------ Data

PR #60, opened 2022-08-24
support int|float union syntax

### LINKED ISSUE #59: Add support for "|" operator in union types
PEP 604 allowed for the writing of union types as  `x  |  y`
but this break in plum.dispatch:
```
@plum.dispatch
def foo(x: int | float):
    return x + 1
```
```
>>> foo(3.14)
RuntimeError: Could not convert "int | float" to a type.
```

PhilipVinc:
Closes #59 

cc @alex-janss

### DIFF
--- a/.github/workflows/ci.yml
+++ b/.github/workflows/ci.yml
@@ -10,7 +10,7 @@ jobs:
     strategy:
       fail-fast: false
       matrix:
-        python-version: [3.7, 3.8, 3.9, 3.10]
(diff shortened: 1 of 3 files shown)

------------

=== Assigned task ===
Which of the lines above include the word "plum"? List those lines.

=== Answer to this exercise ===
but this break in plum.dispatch:
@plum.dispatch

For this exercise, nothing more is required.